Au moment de l’examen par le Sénat du projet de loi renforçant la lutte contre le crime organisé, le terrorisme et leur financement, la CNCDH adopte un avis sévère dans lequel elle recommande le retrait de plusieurs dispositions clefs du projet

Mis à jour le 26 janvier 2022

Pour la 30ème fois depuis 2000, le Parlement, sous le coup de l’émotion et dans la plus grande précipitation, réforme tous azimuts plusieurs codes bousculant l’équilibre difficile à atteindre entre sécurité et liberté Si le curseur protégeant les droits fondamentaux et les libertés individuelles venait encore à céder du terrain, ce serait là la plus pernicieuse et durable victoire du terrorisme sur les valeurs que nous portons. 

Christine Lazerges, présidente de la CNCDH



Une méthode contestable.



Une fois de plus la CNCDH regrette la mise en oeuvre de la procédure accélérée dans une matière très technique et extrêmement sensible pour les libertés publiques et les droits fondamentaux. Ce procédé ne laisse quasiment aucune place au débat et à une réflexion de fond. A l’inverse, la  CNCDH rappelle la nécessité d’une réforme d’ensemble du code de procédure pénale, devenu trop complexe, illisible et en perte de cohérence du fait de l’empilement des réformes.



Des dispositions liberticides.



Plusieurs dispositions du présent projet de loi visent à inscrire dans le droit commun certaines mesures inspirées du régime de l’état d’urgence et donc, par leur banalisation, à normaliser l’exceptionnel. Cela est flagrant s’agissant tout particulièrement des nouvelles dispositions relatives à l’extension des perquisitions de nuit. La retenue de 4 heures n’est assortie d’aucune garantie pour les majeurs et peut même s’appliquer aux mineurs. Le contrôle des retours sur le territoire national devrait être judiciaire et non administratif. La CNCDH demande purement et simplement le retrait de ces dispositions, compte-tenu du risque de violation des droits et libertés fondamentaux.

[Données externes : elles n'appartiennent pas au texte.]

Issue #2113, opened 2020-03-23
Convert commons/forms to ES Modules


straker:

straker:
QA: nothing to test (dev work)

PR #2129, opened 2020-03-24
chore: update commons.forms to ES Modules

straker:
Closes issue: #2113 

## Reviewer checks

### DIFF
--- a/Gruntfile.js
+++ b/Gruntfile.js
@@ -5,10 +5,17 @@ camelcase: ["error", {"properties": "never"}]
 */
 var testConfig = require('./build/test/config');
 
-var defaultWebpackConfig = {
-	devtool: false,
-	mode: 'development'
-};
+function createWebpackConfig(input, output) {
+	return {
+		devtool: false,
+		mode: 'development',
+		entry: path.resolve(__dirname, input),
+		output: {
+			filename: 'index.js',
+			path: path.resolve(__dirname, output)
+		}
+	};
+}
 
 module.exports = function(grunt) {
 	'use strict';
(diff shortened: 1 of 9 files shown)


Gruntfile.js
```diff
@@ -5,6 +5,11 @@ camelcase: ["error", {"properties": "never"}]
 */
 var testConfig = require('./build/test/config');
 
+var defaultWebpackConfig = {
```
stephenmathieson: Thoughts on creating a "config factory" instead?

```js
const createWebpackConfig = (input, output) => ({
  devtool: false,
  mode: 'development',
  entry: path.resolve(__dirname, input),
  output: {
    filename: 'index.js',
    path: output
  }
})
```

Then we'd just call it like this:

```js
{
  webpack: {
    commonsUtils: createWebpackConfig('lib/commons/utils/index.js', 'tmp/commons/utils'),
    commonsForms: createWebpackConfig('lib/commons/forms/index.js', 'tmp/commons/forms'),
  }
}
```

lib/commons/forms/index.js
```diff
@@ -1,8 +1,23 @@
...
+import isNativeTextbox from './is-native-textbox';
+
 /**
  * Namespace for forms-related utilities.
  * @namespace commons.forms
  * @memberof axe
  */
-
-var forms = {};
+const forms = {
```
stephenmathieson: This was probably discussed in the proposal and I'm just not remembering the answer, but why aren't we `export`ing the `forms` object?

Should this be:

```
export { isAriaCombobox, isAriaListbox, isAriaRange, ... }

// or:

export default forms
```

straker: I don't think I specifically mentioned it, but I figured we would do

```js
export { default as isAriaCombobox } from './is-aria-combobox.js'
export { default as isAriaListbox } from './is-aria-listbox.js'
```

Then the main commons `index.js` file would group these as "forms"

stephenmathieson: Should we make this change now?

straker: We can't yet. I would need all the common subdirectors converted first so I can add them to the main commons object. The way we concat now is that concat the commons index file first and then every file adds their function to it. So I can't webpack the commons index file yet as that would break the code that expects commons to be a global variable.

stephenmathieson: Ahh, ok, that makes sense. Thanks for clarifying.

Des questions fondamentales passées sous silence.



La CNCDH déplore que la réforme statutaire du ministère public, depuis si longtemps attendue, n’ait toujours pas abouti. Il est pourtant nécessaire de consacrer l’indépendance des magistrats du Parquet en prévoyant des garanties précises quant à leur nomination et leur statut. La CNCDH

recommande également une véritable juridictionnalisation de l’enquête par le renforcement du statut de l’actuel « juge des libertés et de la détention » de manière à instituer une fonction juridictionnelle spécialisée.



La CNCDH mesure pleinement le défi que pose la grande criminalité pour nos démocraties. Pour autant, elle se doit de réaffirmer avec force que les Etats ne sauraient prendre, au nom d’intérêts considérés à juste titre comme primordiaux, n’importe quelle mesure attentatoire au respect des droits de l’Homme et aux engagements internationaux de la France. La plus grande victoire des « ennemis des droits de l’Homme » serait de mettre en péril l’Etat de droit par une dérive liberticide et de renoncer aux principes républicains. La Commission appelle une nouvelle fois à « raisonner la raison d’Etat », afin de ne pas créer une société du soupçon permanent.